I groaned and buried my head in the collar of my coat in the hope that I might not hear the laughter of the West Ham fans or the curses of our own.

‘Kenny did everything but try to hide the ball up his fucking jersey,’ said Simon. ‘He must think he’s Paul bloody Daniels.’

‘Jesus Christ.’ I was beginning to detect the sour taste of disaster at the back of my mouth.

Cursing his own stupidity, Traynor booted the ball up the pitch in irritation, and it curled away into the stands.

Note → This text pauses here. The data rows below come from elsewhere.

Issue #7226, opened 2023-03-08
NSFS | MPU | GET/HEAD OBEJCT | Support of part-number parameter


romayalon:
### Environment info
- NooBaa Version: **master**
- Platform: All

### Actual behavior
1. Currently when a user passes part-number parameter on Get/Head object requests, NooBaa doesn't support it and returns the whole object instead of the wanted part. This is applicable to completed multipart uploads.

### Expected behavior
1. NooBaa should return the correct response when receiving part-number parameter from the user on Get/Head object requests.

### Steps to reproduce
1. install noobaa
2. use an s3 client and call s3 get object while specifying part number - 
Example using s3 cli - s3 get-object --bucket=<BUCKET> --key=<KEY> --part-number=<PART-NUM> outfile

romayalon:
Closing, @nadavMiz fixed it on #8214

PR #8214, opened 2024-07-18
NSFS | MPU | Support of part-number parameter for get/head object for parts with the same size

nadavMiz:
### Explain the changes
1. add object xattr for multipart sizes
2. add get and head object for specific part using the part size

1. https://github.com/noobaa/noobaa-core/issues/7226 

### Testing Instructions:
1. run `sudo node ./node_modules/mocha/bin/mocha src/test/unit_tests/test_namespace_fs.js`

- [ ] Doc added/updated
- [x] Tests added

### DIFF
--- a/src/sdk/namespace_fs.js
+++ b/src/sdk/namespace_fs.js
@@ -55,6 +55,7 @@ const XATTR_NOOBAA_INTERNAL_PREFIX = XATTR_USER_PREFIX + 'noobaa.';
 const XATTR_NOOBAA_CUSTOM_PREFIX = XATTR_NOOBAA_INTERNAL_PREFIX + 'tag.';
 // TODO: In order to verify validity add content_md5_mtime as well
 const XATTR_MD5_KEY = XATTR_USER_PREFIX + 'content_md5';
+const XATTR_MULTIPART_SIZE = XATTR_NOOBAA_INTERNAL_PREFIX + 'multipart_size';
 const XATTR_CONTENT_TYPE = XATTR_NOOBAA_INTERNAL_PREFIX + 'content_type';
 const XATTR_PART_OFFSET = XATTR_NOOBAA_INTERNAL_PREFIX + 'part_offset';
 const XATTR_PART_SIZE = XATTR_NOOBAA_INTERNAL_PREFIX + 'part_size';
@@ -869,7 +870,7 @@ class NamespaceFS {
                 if (r.common_prefix) {
                     res.common_prefixes.push(r.key);
                 } else {
-                    obj_info = this._get_object_info(bucket, r.key, r.stat, 'null', false, true);
+                    obj_info = this._get_object_info(bucket, r.key, r.stat, 'null', false, null, true);
                     if (!list_versions && obj_info.delete_marker) {
                         continue;
                     }
@@ -921,7 +922,9 @@ class NamespaceFS {
                 }
             }
             this._throw_if_delete_marker(stat);
-            return this._get_object_info(params.bucket, params.key, stat, params.version_id || 'null', isDir);
+            this._handle_read_part_number(params, stat);
+            const range = isNaN(params.start) ? null : {start: params.start, end: params.end};
+            return this._get_object_info(params.bucket, params.key, stat, params.version_id || 'null', isDir, range);
         } catch (err) {
             if (this._should_update_issues_report(params, file_path, err)) {
                 this.run_update_issues_report(object_sdk, err);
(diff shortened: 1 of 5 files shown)


src/sdk/namespace_fs.js
```diff
@@ -1111,6 +1112,27 @@ class NamespaceFS {
         }
     }
 
+    // handle read of specific part number from a multipart upload
+    // see _handle_complete_multipart_size()
+    _handle_read_part_number(params, res, stat) {
```
romayalon, line 1117: Can you please add jsdoc on new functions? on _handle_complete_multipart_size() as well

src/sdk/namespace_fs.js
```diff
@@ -1111,6 +1112,27 @@ class NamespaceFS {
...
+            const multipart_size = Number(stat.xattr?.[XATTR_MULTIPART_SIZE]);
+            if (multipart_size > 0) {
+                params.start = multipart_size * (params.part_number - 1);
+                // last part may be smaller
+                params.end = Math.min(multipart_size * params.part_number, stat.size);
+                // TODO s3_get_object has a similar handling which better be written once
+                const content_range = `bytes ${params.start}-${params.end - 1}/${stat.size}`;
+                res.statusCode = 206;
+                dbg.log0(params.start, params.end, stat.size, multipart_size, content_range);
+                res.setHeader?.('Content-Range', content_range);
```
romayalon, line 1128: setting properties on res should not be on this file but on the s3 layer and probably should be written once (as written in the TODO :), check s3_get_object.js file)

src/sdk/namespace_fs.js
```diff
@@ -2320,6 +2369,8 @@ class NamespaceFS {
             delete_marker,
             storage_class,
             restore_status: GlacierBackend.get_restore_status(stat.xattr, new Date(), this._get_file_path({key})),
+            multipart_size,
```
romayalon, line 2372: why do we return multipart_size? where it's being used?

src/test/unit_tests/test_namespace_fs.js
```diff
@@ -335,13 +336,29 @@ mocha.describe('namespace_fs', function() {
...
+            assert.strictEqual(Buffer.compare(part_data, data.subarray(0, part_size)), 0);
+
             const md = await ns_tmp.read_object_md({
                 bucket: upload_bkt,
                 key: mpu_key,
             }, dummy_object_sdk);
             console.log('read_object_md response', inspect(md));
             assert.deepStrictEqual(xattr, md.xattr);
 
+            const part_md = await ns_tmp.read_object_md({
```
romayalon, line 355: let's add more tests, these are some examples - 
1. 3 parts, all same size, get/head all and expect the same size but different data
2. 3 parts, last one is a different size, check the data, get/head all and expect different sizes, different data
3. 3 parts, each one different size, expect a failure

romayalon (changes requested):

src/sdk/namespace_fs.js
guymguym: perhaps add this to a new function in `http_utils.set_response_range()` which can use the existing `http_utils.format_http_ranges()` function

src/sdk/namespace_fs.js
guymguym: probably my idea was to use it in s3_utils.set_response_object_md() but eventually I didn't.

src/sdk/namespace_fs.js
```diff
@@ -968,7 +969,7 @@ class NamespaceFS {
             const stat = await file.stat(fs_context);
             this._throw_if_delete_marker(stat);
             // await this._fail_if_archived_or_sparse_file(fs_context, file_path, stat);
-
+            this._handle_read_part_number(params, res, stat);
```
guymguym, line 972: OK this should also be called in read_object_md to return the correct range for a part_number on HeadObject... I think I had it in another commit that was lost into a limbo between git branches...

See 
> [partNumber](https://docs.aws.amazon.com/AmazonS3/latest/API/API_HeadObject.html#API_HeadObject_RequestSyntax)
Part number of the object being read. This is a positive integer between 1 and 10,000. Effectively performs a 'ranged' HEAD request for the part specified. Useful querying about the size of the part and the number of parts in this object.

guymguym (changes requested):

src/sdk/namespace_fs.js
```diff
@@ -1111,6 +1114,29 @@ class NamespaceFS {
         }
     }
 
+    /**
+     * handle read of specific part number from a multipart upload
+     * see _handle_complete_multipart_size()
+     * @param {object} params - upload object params
+     * @param {object} stat - file stats
```
romayalon, line 1121: nb.NativeFSStats

src/sdk/namespace_fs.js
```diff
@@ -968,7 +971,7 @@ class NamespaceFS {
             const stat = await file.stat(fs_context);
             this._throw_if_delete_marker(stat);
             // await this._fail_if_archived_or_sparse_file(fs_context, file_path, stat);
-
+            this._handle_read_part_number(params, stat);
```
romayalon, line 974: when file is a directory object the stat here is taken from the .folder file and not from the md path, therefore we won't have the xattr, we need to add another stat for having this info.

romayalon (approved):

PR #8221, opened 2024-07-22
Add get object owner for list object versions

vh05:
Making the changes to list object versions to return the result with the relevant object owner info from object info.


romayalon (approved):
LGTM
@vh05 Which other S3 operations should return object_owner?

PR #4087, opened 2026-06-19
Use test_higher_order_ops.py directly from upstream.

BBBela:
The upstream `dynamo/test_higher_orded_ops.py` has been adjusted to be used with XPU.
There is no more need to keep the local copy of this test file as we can use the upstream one directly.

## Changes

- This PR changes torch-xpu-ops CI test launch to use `dynamo/test_higher_orded_ops.py` directly from upstream instead of the local copy.
- The local copy of `dynamo/test_higher_orded_ops.py` is no longer needed so is removed entirely.

## Comparison

I double checked if this PR doesn't loose any test cases or bring any regressions. Here is some short summary:

| state | previously | current |
| - | - | - |
| TOTAL | 234 | 238 | 
| PASSED | 218 | 222 | 
| FAILED | 9 | 0 | 
| SKIPPED | 6 | 15 | 
| XFAIL | 1 | 1 | 

All the previously failing tests are passing with the upstream version - they were caused by changes made to upstream test functions that were not ported to local tests. So those were false negatives.

Some tests were added in the upstream, while they were not enabled in torch-xpu-ops. That is why the total number of tests increased by 4 test cases - all passing on XPU.

Test cases that were previously skipped locally are also skipped in the upstream.

Some test cases were passing in the torch-xpu-ops while they are skipped temporarily on Linux due to some PyTorch problem described in the provided issue.

## Issues with skipped label

As after changes from this PR, there are no more failing test cases from `test_higher_order_ops.py`, there are no issues that needs adjustment.


test/xpu/skip_list_common.py
```diff
@@ -323,7 +325,7 @@
     "dynamo/test_compiler_bisector_xpu.py": None,
     "dynamo/test_deviceguard_xpu.py": None,
     "dynamo/test_functions_xpu.py": None,
-    "dynamo/test_higher_order_ops_xpu.py": None,
+    f"{PYTORCH_TEST_DIR}/dynamo/test_higher_order_ops.py": None,
```
Silv3S, line 333: Great idea 👍There will be less false-positives related to test misalignment.

One thing I'd consider is dropping entire `test_higher_order_ops.py`. Maybe we could leave this file as wrapper for upstream tests, so if there will be any new test that requires XPU-specific version, we will use it for test override

Silv3S (approved):

test/xpu/skip_list_common.py
BBBela: > One thing I'd consider is dropping entire test_higher_order_ops.py.

That was my initial idea - I thought about leaving the original test file and just making it a wrapper to call the upstream test file. Although @daisyden recommended to use the upstream file directly, so I followed this approach.

I totally understand your point that it is easier to make potential changes locally, but on the other hand, this way we have one source of truth without any duplication. And those local changes will be ported to upstream in the end anyway. I suppose that this is part of the whole process of merging torch-xpu-ops with PyTorch.

Silv3S: Sure

test/xpu/skip_list_common.py
```diff
@@ -6,6 +6,8 @@
 #
 # http://www.apache.org/licenses/LICENSE-2.0
 
+PYTORCH_TEST_DIR = "../../../../test"
```
tsocha, line 9: This does not look like a good solution.
You can clone `torch-xpu-ops` just to run tests with pytorch from pypi.
In such case the path will be incorrect.

You can experiment with `__file__` attribute but it's kinda hacky.

tsocha (changes requested):

test/xpu/skip_list_common.py
BBBela: The whole test module from `torch-xpu-ops` and the whole `torch-xpu-ops` CI is already based on this approach. It already heavily depends on the relative path to PyTorch, so this PR doesn't introduce anything new.
This is a design assumption that `torch-xpu-ops` is always used as a submodule of PyTorch, not standalone.

I don't say it is great, but that is commonly used and adopted assumption in this project.

tsocha (approved):

BBBela:
Hello @daisyden,
I would like to know your opinion and your feedback regarding this PR. Please review when you have time. Thanks! 😉

daisyden (approved):
LGTM

test/xpu/skip_list_common.py
```diff
@@ -328,7 +330,7 @@
     "dynamo/test_compiler_bisector_xpu.py": None,
     "dynamo/test_deviceguard_xpu.py": None,
     "dynamo/test_functions_xpu.py": None,
-    "dynamo/test_higher_order_ops_xpu.py": None,
+    f"{PYTORCH_TEST_DIR}/dynamo/test_higher_order_ops.py": None,
```
pbielak, line 333: Please check also other skip list files, if they need to be modified too

BBBela: That is a good point, thanks for this remainder!
I checked and this is the only skip list file that uses the `test_higher_order_ops_xpu.py`, so nothing else needs to be adjusted.

pbielak (approved):

Issue #4020, opened 2026-06-16
[release/2.14] Distribution sampling/moment statistical assertion failures on XPU


AKloniecki:
Cases:
op_ut,third_party.torch-xpu-ops.test.xpu.test_distributions_xpu.TestDistributionsXPU,test_cauchy_xpu
op_ut,third_party.torch-xpu-ops.test.xpu.test_distributions_xpu.TestDistributionsXPU,test_normal_xpu
op_ut,third_party.torch-xpu-ops.test.xpu.test_distributions_xpu.TestDistributionsXPU,test_logisticnormal_sample_xpu
op_ut,third_party.torch-xpu-ops.test.xpu.test_distributions_xpu.TestDistributionsXPU,test_multivariate_normal_moments_xpu
op_ut,third_party.torch-xpu-ops.test.xpu.test_distributions_xpu.TestDistributionsXPU,test_uniform_xpu
op_ut,third_party.torch-xpu-ops.test.xpu.test_distributions_xpu.TestDistributionsXPU,test_generalized_pareto_sample_xpu
op_ut,third_party.torch-xpu-ops.test.xpu.test_distributions_xpu.TestDistributionsXPU,test_studentT_sample_xpu
op_ut,third_party.torch-xpu-ops.test.xpu.test_distributions_xpu.TestDistributionsXPU,test_wishart_sample_xpu
op_ut,third_party.torch-xpu-ops.test.xpu.test_distributions_xpu.TestDistributionsXPU,test_exponential_xpu
op_ut,third_party.torch-xpu-ops.test.xpu.test_distributions_xpu.TestDistributionsXPU,test_halfcauchy_xpu
op_ut,third_party.torch-xpu-ops.test.xpu.test_distributions_xpu.TestDistributionsXPU,test_chi2_sample_xpu
op_ut,third_party.torch-xpu-ops.test.xpu.test_distributions_xpu.TestDistributionsXPU,test_wishart_moments_xpu

## Root Cause

Distribution sampling and moment-verification tests fail with `AssertionError` on XPU. The failures fall into two patterns:

1. **"Tensor-likes are not close"** — gradient or icdf/quantile comparisons show large absolute/relative differences (e.g., `scale.grad` mismatch of 64.5 in `test_cauchy_xpu`, moment mismatches in `test_wishart_moments_xpu`). All 25/25 elements mismatched in several tests, indicating a systematic numerical divergence rather than occasional precision loss.

[...]

PR #4089, opened 2026-06-19
RNG state patching in distribution tests

gplutop7:
Fixed: 
https://github.com/intel/torch-xpu-ops/issues/4020

Patch `torch.get_rng_state()` and `set_rng_state()` to redirect to XPU equivalents (`torch.xpu.get/set_rng_state()`) in the test harness. This ensures replay-based tests work correctly on XPU without modifying upstream test code.

Tests Fixed (RNG Replay)
- `test_cauchy_xpu`
- `test_exponential_xpu`
- `test_halfcauchy_xpu`
- `test_normal_xpu`
- `test_uniform_xpu`

### DIFF
--- a/test/xpu/test_distributions_xpu.py
+++ b/test/xpu/test_distributions_xpu.py
@@ -13,6 +13,8 @@
 # Owner(s): ["module: intel"]
 
 
+from unittest import mock
+
 from torch.testing._internal.common_device_type import instantiate_device_type_tests
 from torch.testing._internal.common_utils import run_tests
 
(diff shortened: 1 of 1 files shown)


test/xpu/test_distributions_xpu.py
```diff
@@ -79,6 +81,22 @@
...
 from torch.testing._internal.common_utils import set_rng_seed
 
+_orig_test_distributions_set_up = TestDistributions.setUp
+
+
+def _xpu_test_distributions_set_up(self):
+    _orig_test_distributions_set_up(self)
+    patcher = mock.patch.multiple(
+        "torch",
+        get_rng_state=lambda: torch.xpu.get_rng_state(),
```
guangyey, line 91: Where cuda calls `get_rng_state` and `set_rng_state`?

gplutop7: CUDA uses torch.cuda.get_rng_state() / torch.cuda.set_rng_state(). The patch redirects the CPU-only APIs to XPU equivalents so tests work correctly.

BBBela (dismissed):
Currently in the upstream those tests are not instantiated for cuda and xpu, so they are not even launched:
[CODE FRAGMENT](https://github.com/pytorch/pytorch/blob/c004e2dc8082e016df1893e3f42a831ea3f12c75/test/distributions/test_distributions.py#L7332-L7340)

That is not only xpu-specific problem, but both cuda and xpu. There is a need for some generic solution that effectively calls `torch.get_rng_state()` for CPU device and `torch.<device>.get_rng_state()` for accelerators.

MPS simply skips them as expected failure. I suppose that fix for CUDA will also fix this issue for XPU.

‘He wasn’t so much off his line as out of his fucking mind,’ said Simon.

I jumped off my seat and walked to the edge of my technical area, intending to shout something at Traynor; but by the time I got there I realised the futility of doing so. I knew he was feeling like a cunt and my endorsement of an opinion now shared by sixty thousand people would hardly have helped the young Scotsman’s confidence. But nor did the referee, who proceeded to give him a yellow card for kicking the ball away; probably he was feeling guilty about the yellow card he’d given to Bruno Haider and was looking for an excuse to even the score. Referees are like that sometimes.

‘What the fuck?’ I yelled. ‘How is that a yellow card, you mad fucking idiot? Goalies are supposed to kick the ball away, you stupid cunt.’

The fourth official marched towards me, arms held wide, as if expecting me to run onto the pitch like some twat of a fan and collar the referee. And seeing this ‘incident’, the referee, Peter ‘Paedo’ Donnelly, came running towards us at a lick. A lay-preacher and former army sergeant, and easily the country’s highest profile referee, Donnelly had been the recent winner of an online poll for the Premier League’s worst referee — in the previous season he’d had the highest average number of yellow cards per game, 5.14. I should have minded my mouth, but I didn’t.